(What you will do)
Your response must be made up of each line in the data below that contains the string "worth".

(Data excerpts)
┄┄┄┄┄┄┄┄┄┄

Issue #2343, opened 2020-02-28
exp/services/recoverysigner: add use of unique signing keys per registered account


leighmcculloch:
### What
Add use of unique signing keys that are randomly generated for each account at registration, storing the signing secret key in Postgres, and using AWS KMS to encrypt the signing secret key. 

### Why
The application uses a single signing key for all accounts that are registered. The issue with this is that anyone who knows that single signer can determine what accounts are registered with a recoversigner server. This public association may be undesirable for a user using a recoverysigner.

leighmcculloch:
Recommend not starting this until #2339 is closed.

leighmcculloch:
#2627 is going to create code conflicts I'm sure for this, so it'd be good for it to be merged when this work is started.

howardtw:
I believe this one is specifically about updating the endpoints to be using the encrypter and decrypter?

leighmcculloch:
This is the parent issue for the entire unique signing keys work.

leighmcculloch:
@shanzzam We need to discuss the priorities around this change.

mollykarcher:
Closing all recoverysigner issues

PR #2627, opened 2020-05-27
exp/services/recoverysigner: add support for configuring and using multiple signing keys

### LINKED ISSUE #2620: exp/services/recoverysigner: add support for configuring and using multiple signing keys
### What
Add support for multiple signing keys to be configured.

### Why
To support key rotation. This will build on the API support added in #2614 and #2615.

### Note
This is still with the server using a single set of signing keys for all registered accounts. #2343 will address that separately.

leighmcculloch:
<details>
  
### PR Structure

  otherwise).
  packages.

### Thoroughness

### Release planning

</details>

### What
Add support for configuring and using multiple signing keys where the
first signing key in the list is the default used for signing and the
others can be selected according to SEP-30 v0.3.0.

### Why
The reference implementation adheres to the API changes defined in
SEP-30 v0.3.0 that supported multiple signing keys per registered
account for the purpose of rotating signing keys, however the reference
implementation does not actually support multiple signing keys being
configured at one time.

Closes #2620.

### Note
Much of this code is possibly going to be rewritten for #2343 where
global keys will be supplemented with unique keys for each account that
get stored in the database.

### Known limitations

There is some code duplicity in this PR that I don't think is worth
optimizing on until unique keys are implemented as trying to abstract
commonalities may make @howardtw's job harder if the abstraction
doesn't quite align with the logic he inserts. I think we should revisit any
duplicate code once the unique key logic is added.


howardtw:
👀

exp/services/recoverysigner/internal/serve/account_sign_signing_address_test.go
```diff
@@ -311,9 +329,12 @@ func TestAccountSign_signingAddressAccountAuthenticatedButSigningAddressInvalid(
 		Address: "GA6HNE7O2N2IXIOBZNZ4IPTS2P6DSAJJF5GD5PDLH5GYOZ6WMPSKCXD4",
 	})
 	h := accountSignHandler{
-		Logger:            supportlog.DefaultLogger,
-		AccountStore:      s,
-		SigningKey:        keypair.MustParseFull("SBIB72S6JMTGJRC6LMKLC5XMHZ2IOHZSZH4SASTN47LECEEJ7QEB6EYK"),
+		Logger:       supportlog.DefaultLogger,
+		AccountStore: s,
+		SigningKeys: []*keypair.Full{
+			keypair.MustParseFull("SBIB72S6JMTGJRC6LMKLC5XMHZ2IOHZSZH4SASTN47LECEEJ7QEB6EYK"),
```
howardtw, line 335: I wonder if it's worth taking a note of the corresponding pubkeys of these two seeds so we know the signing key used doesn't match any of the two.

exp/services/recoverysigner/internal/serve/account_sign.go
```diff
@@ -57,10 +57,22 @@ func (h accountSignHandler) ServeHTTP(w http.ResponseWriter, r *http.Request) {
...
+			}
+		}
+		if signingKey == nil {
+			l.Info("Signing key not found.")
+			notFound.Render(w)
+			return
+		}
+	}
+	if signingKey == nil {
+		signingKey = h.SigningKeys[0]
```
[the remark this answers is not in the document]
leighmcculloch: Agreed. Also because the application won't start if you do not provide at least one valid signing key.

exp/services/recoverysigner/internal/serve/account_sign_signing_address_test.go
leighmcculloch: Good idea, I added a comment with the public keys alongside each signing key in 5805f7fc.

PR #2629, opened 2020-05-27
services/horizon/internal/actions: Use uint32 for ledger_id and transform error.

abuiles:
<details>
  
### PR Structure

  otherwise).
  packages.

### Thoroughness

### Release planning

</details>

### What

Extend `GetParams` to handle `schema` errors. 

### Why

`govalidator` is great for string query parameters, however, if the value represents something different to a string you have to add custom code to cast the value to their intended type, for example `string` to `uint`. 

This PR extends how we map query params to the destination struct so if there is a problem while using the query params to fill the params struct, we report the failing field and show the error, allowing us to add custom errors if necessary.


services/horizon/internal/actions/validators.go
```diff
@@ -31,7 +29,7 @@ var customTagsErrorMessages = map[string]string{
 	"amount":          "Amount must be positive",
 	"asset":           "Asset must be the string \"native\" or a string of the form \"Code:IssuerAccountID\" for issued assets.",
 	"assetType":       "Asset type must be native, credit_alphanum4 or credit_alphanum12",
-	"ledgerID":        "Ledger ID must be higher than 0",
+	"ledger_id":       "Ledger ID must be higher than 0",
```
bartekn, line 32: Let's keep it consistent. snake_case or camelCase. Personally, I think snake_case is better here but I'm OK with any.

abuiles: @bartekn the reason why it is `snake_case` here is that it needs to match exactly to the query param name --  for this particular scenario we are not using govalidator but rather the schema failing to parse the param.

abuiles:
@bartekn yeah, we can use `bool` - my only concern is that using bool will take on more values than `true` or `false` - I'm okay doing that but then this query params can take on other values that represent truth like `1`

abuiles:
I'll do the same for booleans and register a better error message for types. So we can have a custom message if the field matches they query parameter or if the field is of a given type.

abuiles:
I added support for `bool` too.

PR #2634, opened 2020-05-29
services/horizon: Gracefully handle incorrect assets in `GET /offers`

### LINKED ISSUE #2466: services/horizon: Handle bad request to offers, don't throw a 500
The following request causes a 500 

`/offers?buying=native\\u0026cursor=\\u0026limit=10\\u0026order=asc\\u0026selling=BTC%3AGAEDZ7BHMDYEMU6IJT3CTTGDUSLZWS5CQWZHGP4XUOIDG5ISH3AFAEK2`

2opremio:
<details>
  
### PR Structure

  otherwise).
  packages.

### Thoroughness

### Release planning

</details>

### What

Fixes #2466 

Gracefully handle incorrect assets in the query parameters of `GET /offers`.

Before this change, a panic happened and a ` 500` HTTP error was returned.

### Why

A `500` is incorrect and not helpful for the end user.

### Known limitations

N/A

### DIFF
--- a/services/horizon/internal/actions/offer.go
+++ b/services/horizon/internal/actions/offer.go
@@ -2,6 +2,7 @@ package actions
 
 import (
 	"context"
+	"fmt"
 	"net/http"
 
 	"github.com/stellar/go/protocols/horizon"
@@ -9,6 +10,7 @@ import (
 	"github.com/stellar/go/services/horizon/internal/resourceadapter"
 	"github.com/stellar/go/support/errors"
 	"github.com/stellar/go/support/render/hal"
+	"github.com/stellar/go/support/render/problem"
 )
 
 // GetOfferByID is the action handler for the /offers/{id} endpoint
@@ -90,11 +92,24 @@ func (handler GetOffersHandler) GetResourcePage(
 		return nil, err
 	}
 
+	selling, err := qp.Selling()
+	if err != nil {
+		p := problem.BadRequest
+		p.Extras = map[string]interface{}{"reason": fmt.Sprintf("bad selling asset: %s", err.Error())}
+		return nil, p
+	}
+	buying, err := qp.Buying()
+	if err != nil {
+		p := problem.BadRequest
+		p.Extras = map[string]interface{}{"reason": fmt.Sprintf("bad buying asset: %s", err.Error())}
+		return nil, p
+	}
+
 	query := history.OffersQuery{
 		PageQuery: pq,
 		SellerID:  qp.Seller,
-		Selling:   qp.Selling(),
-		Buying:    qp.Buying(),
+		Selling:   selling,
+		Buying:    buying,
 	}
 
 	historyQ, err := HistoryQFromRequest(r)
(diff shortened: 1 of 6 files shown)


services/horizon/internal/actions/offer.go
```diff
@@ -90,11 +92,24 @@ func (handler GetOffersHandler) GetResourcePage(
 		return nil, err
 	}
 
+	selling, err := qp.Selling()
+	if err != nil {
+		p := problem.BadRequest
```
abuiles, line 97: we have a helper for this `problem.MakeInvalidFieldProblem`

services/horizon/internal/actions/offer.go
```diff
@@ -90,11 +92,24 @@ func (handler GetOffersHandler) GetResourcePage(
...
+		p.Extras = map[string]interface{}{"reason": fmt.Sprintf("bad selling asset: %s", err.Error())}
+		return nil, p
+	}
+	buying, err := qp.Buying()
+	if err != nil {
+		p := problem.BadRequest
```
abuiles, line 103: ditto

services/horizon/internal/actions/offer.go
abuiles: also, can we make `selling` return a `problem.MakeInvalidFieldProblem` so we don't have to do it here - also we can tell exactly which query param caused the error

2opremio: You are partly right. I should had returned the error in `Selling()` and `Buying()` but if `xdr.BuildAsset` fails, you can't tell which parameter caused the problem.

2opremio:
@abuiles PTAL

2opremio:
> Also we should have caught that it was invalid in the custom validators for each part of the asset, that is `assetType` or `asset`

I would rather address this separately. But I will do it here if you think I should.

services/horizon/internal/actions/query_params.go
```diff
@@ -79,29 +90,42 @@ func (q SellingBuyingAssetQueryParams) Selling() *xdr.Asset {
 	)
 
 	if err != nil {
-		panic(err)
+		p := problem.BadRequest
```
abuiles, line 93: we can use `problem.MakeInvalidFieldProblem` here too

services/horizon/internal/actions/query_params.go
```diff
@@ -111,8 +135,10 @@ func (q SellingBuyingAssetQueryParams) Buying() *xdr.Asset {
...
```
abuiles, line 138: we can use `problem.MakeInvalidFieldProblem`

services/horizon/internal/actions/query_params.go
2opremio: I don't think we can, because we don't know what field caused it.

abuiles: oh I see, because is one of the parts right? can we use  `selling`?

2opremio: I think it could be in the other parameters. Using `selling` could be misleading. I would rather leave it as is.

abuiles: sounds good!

┄┄┄┄┄┄┄┄┄┄

(Result)
There is some code duplicity in this PR that I don't think is worth
howardtw, line 335: I wonder if it's worth taking a note of the corresponding pubkeys of these two seeds so we know the signing key used doesn't match any of the two.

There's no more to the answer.